The presented manuscript entitled "The multifaceted roles of NRF2 in cancer: friend or foe?" provides a comprehensive and excellent review of NRF functions in the context of tumorigenesis and cancer therapy. The review is exceptionally extensive and worth publishing.

Nevertheless, I have a few comments that need to be addressed and can make the manuscript even better.

Response: We would like to thank the referee for the constructive comments and suggestions, which are highly valuable and helpful for us to strengthen our manuscript.

1. The NRF2 is implicated in DNA repair. Unfortunately, there is no mention of these functions in the review. Please add.

Response: NRF2 is also involved in DNA repair. We have now added a sentence in the section 2.5.1 (lines 310-312) and one reference (reference #87).

2. NRF3 (lines 75-77). It is a little awkward to describe the normal function of a protein by where it is NOT expressed and how it is involved in pathology. Please modify.

Response: We agree that the sentence was confusing, and have modified it (lines 75-77). Unlike NRF2, the protein NRF3 is not detected in organs involved in detoxification but it is detected in other tissues such as cornea and skin.

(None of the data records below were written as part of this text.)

PR #389, opened 2015-10-12
Test more calculators in YearMonthCalculatorTest... 

jskeet:
… and fix them when they break.

HebrewYearMonthCalculator was broken for year 0 and earlier - which isn't a problem for
most code, but it's possible that in a few cases our internals need to be able to handle values
outside the normal range. The cache format was assuming it could tweak the two high bits
arbitrarily - which doesn't work so well when the original value is negative. We now use the
bottom two bits for the lengths of Heshvan/Kislev.

### DIFF
--- a/src/NodaTime.Test/Calendars/YearMonthDayCalculatorTest.cs
+++ b/src/NodaTime.Test/Calendars/YearMonthDayCalculatorTest.cs
@@ -13,37 +13,52 @@ namespace NodaTime.Test.Calendars
     [TestFixture]
     public class YearMonthDayCalculatorTest
     {
+        // Here the term "Islamic" only refers to whether the implementation is IslamicYearMonthDayCalculator,
+        // not whether the calendar itself is based on Islamic scripture.
+        // TODO(code review): Make sure I've reported a bug for the CodeRush Roslyn preview test runner - it
+        // seems to only have one test per *type* of calculator. (So only one IslamicCalculator per test...)
         private static readonly TestCaseData[] NonIslamicCalculators = {
             new TestCaseData(new GregorianYearMonthDayCalculator()).SetName("Gregorian"),
             new TestCaseData(new CopticYearMonthDayCalculator()).SetName("Coptic"),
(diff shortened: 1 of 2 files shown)


src/NodaTime.Test/Calendars/YearMonthDayCalculatorTest.cs
```diff
@@ -13,37 +13,52 @@ namespace NodaTime.Test.Calendars
     [TestFixture]
     public class YearMonthDayCalculatorTest
     {
+        // Here the term "Islamic" only refers to whether the implementation is IslamicYearMonthDayCalculator,
+        // not whether the calendar itself is based on Islamic scripture.
+        // TODO(code review): Make sure I've reported a bug for the CodeRush Roslyn preview test runner - it
```
malcolmr: Well, have you? :-)

src/NodaTime/Calendars/HebrewScripturalCalculator.cs
```diff
@@ -211,7 +213,7 @@ private static bool IsKislevShort(int year)
         internal static int ElapsedDays(int year)
         {
             int cache = GetOrPopulateCache(year);
-            return cache & ElapsedDaysCacheMask;
+            return cache >> 2;
```
malcolmr: Not sure if it's worth pulling out that `2` into an `ElapsedDaysShift` or similar?

malcolmr:
LGTM.

src/NodaTime/Calendars/HebrewScripturalCalculator.cs
jskeet: Wondered about it, but had thought it was a bit trivial. Given the comment, happy to do so :)

src/NodaTime.Test/Calendars/YearMonthDayCalculatorTest.cs
jskeet: Not yet. Going to write up a small test example. Now that I have an internet connection, I can email myself to keep it in my inbox until I've done it though - will remove the comment :)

3. Line 136. In the description of motifs of NRF2, the authors use numbers in brackets. It's easy to mix up with references. Please add "aa" as indication that authors mean a number of amino acid residues, eg, 23aa-27aa. Or something similar. 

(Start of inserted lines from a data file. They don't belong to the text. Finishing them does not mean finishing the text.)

Issue #317, opened 2015-03-15
Consider MonthDay and YearMonth


GoogleCodeExporter:
```
java.time has types MonthDay and YearMonth.  Consider if we want these for Noda 
Time vNext.
```

Original issue reported on code.google.com by `mj1856` on 4 Aug 2014 at 5:44

jskeet:
I've been approached about these types again, and I think it would be worth looking at them more closely. Will create a new branch to see what they could look like, in terms of operations.

idg10:
I'd question whether MonthDay is the right name. It feels inconsistent with other names in NodaTime. (E.g., this feels akin to renaming LocalTime HoursMinutesSecondsMilliseconds.) It's just a description of what's inside, whereas most type names give a clue as to what they're for. So I'm wondering if RecurringDate, or AnnualDate, or even Anniversary might be more informative names.

jskeet:
Starting to play with this a little... MonthDay feels useful (and that probably *is* what I'd name it - Anniversary feels like what someone might use it for, rather than what it represents; it's also consistent with Joda Time and Java 8).

YearMonth feels harder to pin down in terms of a use case. There's the argument that it's appropriate for (say) a credit card expiry date, but it feels like in that case it would be cleaner to represent it as a LocalDate anyway, to avoid the confusion about whether it expires at the end of the month or the start. (There's still the question about whether it expires at the end of the day or the start, admittedly.) It's easy enough to write the code - just harder to really justify its presence.

MenoData:
There has been an interesting debate about this stuff among Java folks (Oracle and Threeten-team).

https://github.com/ThreeTen/threeten/issues/209

Naming `MonthDay` as `Anniversary` seems to be a good idea IMHO. About the other types like `YearMonth`, `YearQuarter` etc., I would mainly model such classes as date range intervals and source for iterating over full calendar dates (my plan for my own Java library Time4J in the future).

jskeet:
@MenoData Thanks for that.

Anniversary feels like an odd name for a type used to store (say) the start of the UK tax year (April 6th). That's not an anniversary in that it's not remembering a particular event in *one* year, but several years later. MonthDay could certainly be used *for* anniversaries, but it's not uniquely for that. I think "MonthDay" gives a clearer indication of what it *is*, and then it can be used for whatever people want. But I'm still happy to be persuaded.

[...]

PR #394, opened 2015-10-15
First pass at an ISO-only annual date type.

jskeet:
(Looks a bit simple at the moment... not sure what else is needed.)

### DIFF
--- a/src/NodaTime.Test/AnnualDateTest.cs
+++ b/src/NodaTime.Test/AnnualDateTest.cs
@@ -1,0 +1,64 @@
+﻿// Copyright 2015 The Noda Time Authors. All rights reserved.
+// Use of this source code is governed by the Apache License 2.0,
+// as found in the LICENSE.txt file.
+
+using NUnit.Framework;
+using System;
+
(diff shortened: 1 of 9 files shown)


malcolmr:
I assume this is the MonthDay suggestion from #317?

Any reason not to go for `MonthDay` as the type name, especially given that's what `java.time` uses?

jskeet:
Reason for not using MonthDay was user feedback from idg10 and MenoData. Personally I'd still like MonthDay, but I'm okay with AnnualDate too... although I wonder whether we could have MonthDay implement an IAnnualDate interface, where other implementions could be for things like "Easter".

I'd be happy to work out the functionality and get it submitted with *any* name, and then revisit before release.

jskeet:
I *think* I've fixed everything other than the name and the text parsing, both of which need further discussion. I'll squash the commits before merging, after they've been reviewed.

malcolmr:
LGTM as-is. Let's discuss the name separately.

Parsing we can always add later, so I don't think is a blocker for anything.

Response: We agree with the reviewer’s comment. We have added “amino acids” before the numbers in line 137.

4. Subsequent numbers in Figure 2 nicely indicate the processes described in paragraph 2.3. I think that this idea should be applied to other figures, too.

Response: We have modified the Figures 3 and 4 as suggested by the reviewer.

5. The whole paragraph 2.4 lacks references. Please indicate the proper literature. 

Response: We thank the reviewer’s comment, but we have a different point of view. Indeed, as we have explained in the first sentence of the section 2.4 (highlighted in yellow; lines 242-243), previous review manuscripts (references 77-79) have extensively described the genes regulated by NRF2. As the referee pointed out in her/his first comment, the aim of our paper was focused on tumorigenesis and cancer therapy. To our understanding, the inclusion and discussion of more than 30 new references is out of the scope of this review.

6. I think that information from Chapter 5 (starting line 710) should also be depicted/summarised in a Figure or a Table.

Response: This is an interesting suggestion. In the revised version we have now included a Table in line 749 summarizing the modes of action of both NRF2 activators and inhibitors.

Author Response File: Author Response.pdf

Round 2

Reviewer 1 Report

The manuscript is fine, I have no further comments.